Elasticsearch Indexes are being created for Older dates

Hi,

We are hosting the ELK Stack on a VM and using Index Lifecycle Policies to manage log retention for different environments. However, we are currently facing an issue.

We have configured a 4-day retention policy, and our indices are created in the format sm-pro-api-2026-03-30. Ideally, only the last 4 days of logs should be retained. However, due to a recent issue, older indices are being recreated and logs are continuously getting indexed into older dates again. This is causing storage and utilization concerns.

At the moment, we are unable to identify the root cause of this behavior. Could someone from the team please help us investigate and resolve this issue?

Hello and welcome,

You need to provide more context on how you are indexing your data.

Are you using Logstash? If yes, please share your configuration pipeline.

We are using Logstash. But i dont think the data is getting indexed through Logstash. It is being indexed using elastic server api endpoint. Anyway sharing the Logstash configuration pipeline.

Just changed the password for security reasons.

root@sm-elasticstack:/etc/logstash/conf.d# cat 02-beats-input.conf
input {
  beats {
    port => 5044
  }
}
root@sm-elasticstack:/etc/logstash/conf.d# cat 30-elasticsearch-output.conf
output {
  if [@metadata][pipeline] {
        elasticsearch {
        hosts => ["localhost:9200"]
        manage_template => false
        index => "%{[@metadata][beat]}-%{[@metadata][version]}-%{+YYYY.MM.dd}"
        pipeline => "%{[@metadata][pipeline]}"
        user => "elastic"
        password => "dbededbewdiebdiudew"
        }
  } else {
        elasticsearch {
        hosts => ["localhost:9200"]
        manage_template => false
        index => "%{[@metadata][beat]}-%{[@metadata][version]}-%{+YYYY.MM.dd}"
        user => "elastic"
        password => "dbweidbedejddwdjkwd"
        }
  }
}

If you are using Logstash, then the requests to index the data will be coming from Logstash.

Your issue is here:

index => "%{[@metadata][beat]}-%{[@metadata][version]}-%{+YYYY.MM.dd}"

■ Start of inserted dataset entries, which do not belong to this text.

PR #421, opened 2021-02-09
Fixed assertions to work with clients other than the PantherClient

### LINKED ISSUE #420: Call to undefined method when using kernel browser
When you use `assertPageTitleContains` when using a KernelBrowser, then the following exception is thrown:
```
1) App\Tests\AppBundle\Controller\RegistrationControllerTest::testRegisterPageLoads
Error: Call to undefined method Symfony\Bundle\FrameworkBundle\KernelBrowser::createWebDriverByFromLocator()

C:\project_dir\vendor\symfony\panther\src\WebTestAssertionsTrait.php:224
C:\project_dir\vendor\symfony\panther\src\WebTestAssertionsTrait.php:56
C:\project_dir\vendor\symfony\framework-bundle\Test\DomCrawlerAssertionsTrait.php:69
C:\project_dir\vendor\symfony\panther\src\WebTestAssertionsTrait.php:94
C:\project_dir\tests\AppBundle\Controller\RegistrationControllerTest.php:24
```

nusje2000:
Fixes #420

### DIFF
--- a/README.md
+++ b/README.md
@@ -402,6 +402,67 @@ class E2eTest extends PantherTestCase
 }
 ```
 
+### Having a Multi-domain Application
+
+It happens that your PHP/Symfony application might serve several different domain names.
+
+As Panther saves the Client in memory between tests to improve performances, you will have to run your tests in separate
+processes if you write several tests using Panther for different domain names.
+
+To do so, you can use the native `@runInSeparateProcess` PHPUnit annotation.
+
+**ℹ Note:** it is really convenient to use the `external_base_uri` option and start your own webserver in the background,
+because Panther will not have to start and stop your server on each test. [Symfony CLI](https://symfony.com/download) can
+be a quick and easy way to do so. 
+
+Here is an example using the `external_base_uri` option to determine the domain name used by the Client:
+
+```php
+<?php
+
+namespace App\Tests;
+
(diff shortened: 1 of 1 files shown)


src/WebTestAssertionsTrait.php
```diff
@@ -217,10 +227,33 @@ public static function assertSelectorAttributeWillNotContain(string $locator, st
         self::assertSelectorAttributeNotContains($locator, $attribute, $text);
     }
 
+    private static function getText(string $locator): string
+    {
+        $client = self::getClient();
+        if ($client instanceof PantherClient) {
+            return self::findElement($locator)->getText();
+        }
```
nusje2000, line 235: To preserve the current assertion behavior, I used `findElement` when using a `PantherClient` so this is still resolved via the `RemoteWebDriver` instead of using the Crawler. Same goes for `getAttribute`, `assertSelectorExists` and `assertSelectorNotExists`. By doing this, this should not be a breaking change.

dunglas:
I don't know why, but GitHub closed your PR when I pushed to your branch. I reopened it with an additional bug fix and a test in #423.
I've the feeling that we can simplify these assertions by using the Crawler for all clients (Panther and BrowserKit), because under the hood the Panther crawler delegates to BrowserKit. This can be next in a follow-up PR.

The last part, %{+YYYY.MM.dd} will get the information from the @timestamp field in your events, so you are reading older events.

You didn't share youir filters, so it is not possible to know if you are parsing the @timestamp field from your events or using the ones that beats are sending.

But this is your main issue, you are using time-based indices and for some reason you are reading old data.

However, due to a recent issue

What was the recent issue?

Or “new” data that has “old” timestamps therein.

This can happen lots of ways, one is devices which were offline for a while, then appear online and send their stored logs for last N days/weeks/years. Or parsing errors, or just bugs, or log rotation errors, or … One can sometimes see indices from the future (well!) for similar reasons.

A lot of people add an ingest_timestamp field via an ingest pipeline, often just to measure lag but can be useful in other ways too.

Timestamp is being coming from the code side.

elasticsearchSinkOptions.EmitEventFailure = EmitEventFailureHandling.WriteToSelfLog | EmitEventFailureHandling.WriteToFailureSink | EmitEventFailureHandling.RaiseCallback;
elasticsearchSinkOptions.IndexFormat = "sm-" + environment?.ToLower().Replace(".", "-").Substring(0, 3) + "-" + text + "-" + DateTime.UtcNow.ToString("yyyy-MM-dd");

May i know what are these filters and where do i get it.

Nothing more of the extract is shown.